Habe ein Problem: Und zwar habe ich eine HP-Hintergrund mit Photoshop gemacht.








Jetzt komt das Problem. Wenn ich jetzt bei Dreamweaver oder Frontpage einen Text im grauen Hintergrund eingeben will, werde ja ja logischerweis nach oben oder unten geschickt, das es sich ja um ein bild handelt. Ich möchte dies aber gerne als HP nehmen. 

Ich habe nicht soviel Ahnung davon. Die buttons habe ich schon mit ImageReady und per Imagemap zum anklicken gemacht. Das mit dem Text is aber ein Problem , dass ich nicht alleine lösen kann.

Hoffe ihr könnt mir helfen ohne gleich blödel antworten zu schreiben, wie z.b.: Kauf dir einfach ne Homepage.....

MfG

Dennis


----------



## SilentWarrior (27. Juli 2004)

Ich kapier ehrlich gesagt grad nicht, was du meinst. Was wird nach oben und unten geschickt? Das Bild?



Mal eine Frage an alle: Wenn ich diese URL:

http://http://mach-3-turbo.freehost.ag/Kopie(2)vonhpKopie.jpg

eingebe, komme ich zur Microsoft-Website, und das im Firefox. Ist das ne kleine Verarschung der Entwickler oder woran liegt das?


----------



## teamep (27. Juli 2004)

1. mit der addresse kappier ich nicht warum hier das bild nciht ist.
habe es hochgeldaden und die url dann richtig in den img kopiert. 

2. meine mit hoch- und runtergeschickt, dass das einfügen von texten nur über oder unter dem bild geht aber nciht im bild.


----------



## teamep (28. Juli 2004)

hallo leute was los? kann mir den keine helfen?


----------



## Tobias Menzel (28. Juli 2004)

Hi,

1. Dein Bild will sich nicht verlinken lassen, weil das der Hoster anscheinend nicht zulässt.
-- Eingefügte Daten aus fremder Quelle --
PR #1710, opened 2025-07-03
✅ Test sse events and update k6

cl0ete:
Test getting events multiple times 

When creating connections in k6 wait for events on `invitation_msg_id` field

### DIFF
--- a/app/tests/e2e/test_sse.py
+++ b/app/tests/e2e/test_sse.py
@@ -49,10 +49,7 @@ async def test_sse(
     wallet_id = bob_tenant.wallet_id
     sse_tasks = []
     for i in range(100):
-        task = (
-            await get_event_data(bob_member_client, wallet_id, f"test_sse_{i}"),
-            (f"Failed to get event data on attempt {i}"),
-        )
+        task = get_event_data(bob_member_client, wallet_id, f"test_sse_{i}")
         sse_tasks.append(task)
 
     results = await asyncio.gather(*sse_tasks)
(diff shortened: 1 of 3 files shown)


app/tests/e2e/test_sse.py
```diff
@@ -0,0 +1,57 @@
...
+
+
+@pytest.mark.anyio
+async def test_sse(
+    bob_member_client: RichAsyncClient,
+    bob_tenant: CreateTenantResponse,
+    alice_member_client: RichAsyncClient,
+):
+    connection_tasks = []
+    for i in range(100):
```
ff137, line 41: I would also just replace the magic number with a var, since it's used in line 51 too.

Can maybe set it to 20 as a final value - something more modest / reasonable

scripts/k6/scenarios/create-invitations.js
```diff
@@ -190,6 +191,8 @@ export default function (data) {
       },
     });
 
+    const { invitation_msg_id: invitationMsgIdTemp } = JSON.parse(getHolderPrivateDidResponse.body);
+    invitationMsgId = invitationMsgIdTemp;
     const { my_did: holderPrivateDidFull } = JSON.parse(getHolderPrivateDidResponse.body);
     holderDid = holderPrivateDidFull.split(':').slice(0, 3).join(':');
     holderFullDid = holderPrivateDidFull;
```
ff137, line 198: Can maybe clean up the did assignments, in case it's not being used anymore

And so we should also just update the DIDExchange flow in the else block (lines 200 -- 228) -- and use invitation_msg_id there as well

ff137 (approved):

2. Natürlich kanns Du nicht ohne Weiteres auf ein Bild schreiben. Lösung: Entweder das Bild als Hintergrund definieren oder ein Layer (DIV) über dem Bild erstellen, in das die Schrift kommt.

Die Suche im Forum (nach Layer, DIV, Layout Slicen, Tabellen, Hintergrund etc.) wird Dir sicher ein wenig weiterhelfen. Ebenso http://www.selfhtml.org

Gruß


----------



## fluessig (28. Juli 2004)

Bei selfhtml solltest du mal nach dem Stichpunkt "Wasserzeichen bei Tabellen" suchen.
Die Bezeichnung deiner Bilddatei ist ungünstig gewählt. Mach einen Dateinamen der nur Kleinbuchstaben enthält und keine Klammern. Die Klammern sind weniger das Problem, aber bei manchen Hostern werden Bilder nur angezeigt, wenn alles klein geschrieben ist. Dies gilt auch für die Endung.


----------